Literature DB >> 32376902

Methylation deficiency disrupts biological rhythms from bacteria to humans.

Jean-Michel Fustin1,2, Shiqi Ye3, Christin Rakers4, Kensuke Kaneko5, Kazuki Fukumoto3, Mayu Yamano3, Marijke Versteven6, Ellen Grünewald7, Samantha J Cargill7, T Katherine Tamai8, Yao Xu9, Maria Luísa Jabbur9, Rika Kojima10, Melisa L Lamberti11, Kumiko Yoshioka-Kobayashi12, David Whitmore13, Stephanie Tammam14, P Lynne Howell14,15, Ryoichiro Kageyama12, Takuya Matsuo16, Ralf Stanewsky6, Diego A Golombek11, Carl Hirschie Johnson9, Hideaki Kakeya5, Gerben van Ooijen7, Hitoshi Okamura17,18.   

Abstract

The methyl cycle is a universal metabolic pathway providing methyl groups for the methylation of nuclei acids and proteins, regulating all aspects of cellular physiology. We have previously shown that methyl cycle inhibition in mammals strongly affects circadian rhythms. Since the methyl cycle and circadian clocks have evolved early during evolution and operate in organisms across the tree of life, we sought to determine whether the link between the two is also conserved.

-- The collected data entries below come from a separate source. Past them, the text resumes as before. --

PR #8794, opened 2022-04-13
Fixes for container-based Kubernetes deployments

ThePooN:
- Some Dockerfile folder permissions-related fixes
- Add support for container-based Octane deployments
- Add config_reloader deployment entrypoint for dynamic .env reloading
- Add schedule deployment entrypoint


docker/deployment/entrypoint.sh
```diff
@@ -6,15 +6,56 @@ if [ "$#" -gt 0 ]; then
...
 fi
 
+_octane() {
+  # exit on config update fail
+  set -e
+
+  /app/artisan config:cache
+  /app/artisan route:cache
+
+  /app/docker/deployment/entrypoint.sh config_reloader &
```
notbakaneko, line 16: I'm not sure the deployment version should be trying to watch and reload by default 🤔

nanaya: production probably shouldn't even use `.env` file to begin with...

(similarly for oauth key but notification server will need to be updated to be able to load from env variable as well)

ThePooN: why not? i'm using it to enable faster reloads in production. i can apply envs to containers directly instead but that will require container restarts for any env change.

@peppy what are your thoughts on the matter?

peppy: We don't change env often enough in production to require watching, I don't think. I would expect to have to restart the containers when changing env settings.

Keep it simple for now I guess (no watching required)

docker/deployment/entrypoint.sh
```diff
@@ -6,15 +6,56 @@ if [ "$#" -gt 0 ]; then
...
+  done
+}
+
 _php() {
     /app/artisan config:cache
     /app/artisan route:cache
     exec php-fpm8.0 -y /app/docker/deployment/php-fpm.conf
 }
 
+_schedule() {
```
nanaya, line 46: is there no existing schedule function on kubernetes or related management tool? This will have the box doing nothing but `sleep` most of the time.

docker/deployment/entrypoint.sh
```diff
@@ -6,15 +6,56 @@ if [ "$#" -gt 0 ]; then
...
+    exec /app/artisan schedule:run &
+    echo 'Sleeping for 5 minutes'
+  done
+}
+
 case "$command" in
     artisan) exec /app/artisan "$@";;
     assets) exec nginx -c /app/docker/deployment/nginx-assets.conf "$@";;
+    octane) _octane;;
     php) _php;;
```
nanaya, line 57: this the related fpm package/files should just be removed.

Dockerfile.deployment
```diff
@@ -7,6 +7,7 @@ RUN add-apt-repository ppa:ondrej/php
 
 RUN apt-get update
```
nanaya, line 8: `DEPLOYMENT.md` needs update

nanaya (changes requested):

docker/deployment/entrypoint.sh
ThePooN: There is, I am not actually using this in Kubernetes deploys. This exists because I went for a secondary docker-compose that was more production-like at the beginning, as I did not want to dive in blindly.

I will remove the loop and just call schedule:run.

Dockerfile.deployment
```diff
@@ -44,12 +43,8 @@ RUN composer install --no-autoloader --no-dev
 COPY package.json yarn.lock ./
 RUN yarnpkg
 
-RUN rm -f /var/log/nginx/access.log /var/log/nginx/error.log && \
```
nanaya, line 47: this and wrong `/var/lib/nginx` owner seem to cause this error? 🤔 

(the original lines were made so the logs are passed to docker, taken from [nginx official docker image](https://github.com/nginxinc/docker-nginx/blob/master/Dockerfile-debian.template#L88))
```
~/osu/osu-web-docker$ docker run nanaya/osu-web assets
nginx: [alert] could not open error log file: open() "/var/log/nginx/error.log" failed (13: Permission denied)
2022/04/27 03:58:06 [emerg] 1#1: mkdir() "/var/lib/nginx/body" failed (13: Permission denied)
```

nanaya (changes requested):

Dockerfile.deployment
ThePooN: the commit in which i removed that was completely unrelated :thinking:

ThePooN:
@nanaya @notbakaneko can either of you check this again?

Dockerfile.deployment
```diff
@@ -65,7 +64,7 @@ ARG GIT_SHA
 RUN printf "%s" "$GIT_SHA" > version
 
 RUN useradd -m osuweb
-RUN chown -R osuweb bootstrap/cache storage /var/lib/nginx
```
nanaya, line 68: `/var/lib/nginx` still has wrong permission

Dockerfile.deployment
```diff
@@ -65,7 +64,7 @@ ARG GIT_SHA
...
+RUN chown -R osuweb bootstrap/cache storage public/uploads public/uploads-avatar public/uploads-replay
```
nanaya, line 67: I don't think the upload directories should be writable at all. Those will be gone if the docker instance is stopped. And mounted volumes don't use the existing permission.

nanaya (changes requested):

Dockerfile.deployment
ThePooN: what purpose does chowning it to `osuweb` serves?

Dockerfile.deployment
ThePooN: i probably did it for a good reason. will double-check

docker/deployment/nginx-assets.conf
```diff
@@ -14,7 +14,7 @@ http {
     sendfile on;
 
     server {
-        listen 8000;
+        listen 8080;
```
nanaya, line 17: I just remembered, this should match the `EXPOSE` set in dockerfile.

Dockerfile.deployment
ThePooN: i focused on octane (i do not run nginx assets at all) so i may not have caught everything re: nginx and did not see any obvious sign of nginx needing to write to /var/lib/nginx

Dockerfile.deployment
ThePooN: was definitely a testing left-over, it's not needed. at least not under Kubernetes. can re-add later if needed. good catch

nanaya (approved):

PR #8799, opened 2022-04-14
👷 Add Docker push GitHub workflow

ThePooN:
Pushes to Docker Registry everytime a tag is added, pushing both `latest` and current git tag.

Credentials are already added in the GitHub organization.

### DIFF
--- a/.github/workflows/pack.yml
+++ b/.github/workflows/pack.yml
@@ -1,0 +1,32 @@
+name: Build and publish
+
+on:
+  push:
+    tags:
+      - '*'
+
+jobs:
+  push_to_registry:
+    runs-on: ubuntu-latest
+    steps:
+      -
+        name: Checkout
+        uses: actions/checkout@v2
+      -
+        name: Set up Docker Buildx
+        uses: docker/setup-buildx-action@v1
+      -
+        name: Login to DockerHub
+        uses: docker/login-action@v1
+        with:
+          username: ${{ secrets.DOCKER_USERNAME }}
+          password: ${{ secrets.DOCKER_PASSWORD }}
+      -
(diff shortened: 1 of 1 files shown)


peppy (approved):

nanaya:
The required env variables seem missing. Check `DEPLOYMENT.md` for details.

.github/workflows/pack.yml
```diff
@@ -0,0 +1,32 @@
...
+          password: ${{ secrets.DOCKER_PASSWORD }}
+      -
+        name: Build and push
+        uses: docker/build-push-action@v2
+        with:
+          context: .
+          file: ./Dockerfile.deployment
+          platforms: linux/amd64
+          push: true
+          tags: pppy/osu-web:latest,pppy/osu-web:${{ github.event.release.tag_name }}
```
nanaya, line 32: looks like this `github.event.release.tag_name` should be something else. It's currently blank:

```
/usr/bin/docker buildx build --file ./Dockerfile.deployment --iidfile /tmp/docker-build-push-XHNwHg/iidfile --platform linux/amd64 --tag pppy/osu-web:latest --tag pppy/osu-web: --metadata-file /tmp/docker-build-push-XHNwHg/metadata-file --push .
error: invalid tag "pppy/osu-web:": invalid reference format
Error: buildx failed with: error: invalid tag "pppy/osu-web:": invalid reference format
```

https://github.com/ppy/osu-web/runs/6077299095?check_suite_focus=true

notbakaneko: I think `release.tag_name` depends on the release workflow so this is always going to be empty if the workflow runs on every tag push.

PR #8814, opened 2022-04-18
Accept int for mods parameter

### LINKED ISSUE #8807: Beatmap attributes endpoint doesn't work with bitset number.
I get HTTP 422 {"error":"invalid mods specified"}, it does work if you wrap number in quotes making it a json string.

nanaya:
Fixes #8807.

### DIFF
--- a/app/Http/Controllers/BeatmapsController.php
+++ b/app/Http/Controllers/BeatmapsController.php
@@ -87,7 +87,7 @@ class BeatmapsController extends Controller
         }
 
         if (isset($params['mods'])) {
-            if (ctype_digit($params['mods'])) {
+            if (is_numeric($params['mods'])) {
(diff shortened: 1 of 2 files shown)


app/Http/Controllers/BeatmapsController.php
```diff
@@ -87,7 +87,7 @@ public function attributes($id)
         }
 
         if (isset($params['mods'])) {
-            if (ctype_digit($params['mods'])) {
+            if (is_numeric($params['mods'])) {
```
notbakaneko, line 90: `1.1` is numeric too (but then gets truncated by the cast) 🤔

nanaya: weird people deserve weird response. I don't think the function throws error for extraneous bits either so negatives and invalid bits are still accepted regardless

notbakaneko (approved):

PR #8821, opened 2022-04-19
Fix viewing user modding history as guest

notbakaneko:


nanaya (approved):
`$user !== null && ($user->.. ?? $user->...)->...` is one less ternary but this works as well I guess

I've been seeing a lot of this pattern recently for some reason 🤔

PR #8822, opened 2022-04-19
Restrict removing beatmaps from loved to admin only

venix12:


Ephemeralis:
For context, this came up as a result of a discussion about current Project Loved privileges where it was identified that even a single account being compromised in the entire usergroup could conceivably cause a hostile actor to cause permanent score loss in Loved across dozens or even hundreds of mapsets.

It may have been appropriate to allow at-will unloving earlier in the project's life, but given the scope and scale it has reached these days, it isn't anymore.

cl8n:
should be no problem, but this doesn't seem necessary since the Project Loved group already forces tighter verification (always verify + password resets not allowed). iirc it was *because* of the Remove permission that the group got added to the extra verification thing

MChecaH:
Seems like when asked in the dev server, most people involved in the project are fine with the chance given the rationale.

However I do have to say something about the last paragraph:
> It may have been appropriate to allow **at-will unloving** earlier in the project's life, but given the scope and scale it has reached these days, it isn't anymore.

What is your definition of _"at-will"_? I might not be understanding it properly and I believe you were not trying to completely remove access for a mapper to unlove their map, but that's how I read it and want to clarify this. Mappers should still be given the right to unlove their maps at any time given a reason no matter the scale, in my honest opinion.

The reasons can just range from unloving a map to rank it, to just a player dissatisfied with their work not wanting it to be featured anymore. But given a reasonable reason, maps should still be able to be unloved.

peppy:
conceptually this is fine. loved team doesn't have the more stringent internal checks that other groups to, so this makes sense (and is a rare usage scenario anyway).

peppy (approved):

nanaya (approved):

PR #8829, opened 2022-04-21
Typescript beatmap header component

nanaya:
More or less straight conversion after refactoring that favourite popup thing.

- [x] #8827 
- [x] #8802
- [x] #8835


resources/assets/lib/beatmapsets-show/header.tsx
```diff
@@ -0,0 +1,357 @@
...
+        text={{
+          bottom: bottomTextKey == null ? undefined : osu.trans(`beatmapsets.show.details.download.${bottomTextKey}`),
+          top: osu.trans(`beatmapsets.show.details.download.${topTextKey}`),
+        }}
+      />
+    );
+  }
+
+  private readonly onClickFavourite = () => {
+    if (core.userLogin.showIfGuest(this.onClickFavourite)) return;
```
notbakaneko, line 238: does this even do anything if the button isn't even shown when guest?

notbakaneko (changes requested):
It seems the page now renderers before going to verification after signing in instead of just going to verification 🤔

nanaya:
looks like the rerender is a general existing bug of user data being set despite the page is getting a full reload (so the set is very much pointless).

notbakaneko (approved):

PR #8853, opened 2022-04-26
Change default discussion page to general all

nanaya:
Mainly so the <del>upcoming</del> banchobot post on older maps will always be the first visible thing when visiting the page but also probably makes more sense as mapper or moderators usually put note in there (maybe).


peppy:
Let's see what people say once this hits live.

peppy (approved):

PR #11344, opened 2024-07-19
Fix passing `passed` flag for Score factory

nanaya:
Spent a few minutes figuring out why things didn't work as expected 🤨


notbakaneko (approved):
😅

Here, we show that methyl cycle inhibition affects biological rhythms in species ranging from unicellular algae to humans, separated by more than 1 billion years of evolution. In contrast, the cyanobacterial clock is resistant to methyl cycle inhibition, although we demonstrate that methylations themselves regulate circadian rhythms in this organism. Mammalian cells with a rewired bacteria-like methyl cycle are protected, like cyanobacteria, from methyl cycle inhibition, providing interesting new possibilities for the treatment of methylation deficiencies.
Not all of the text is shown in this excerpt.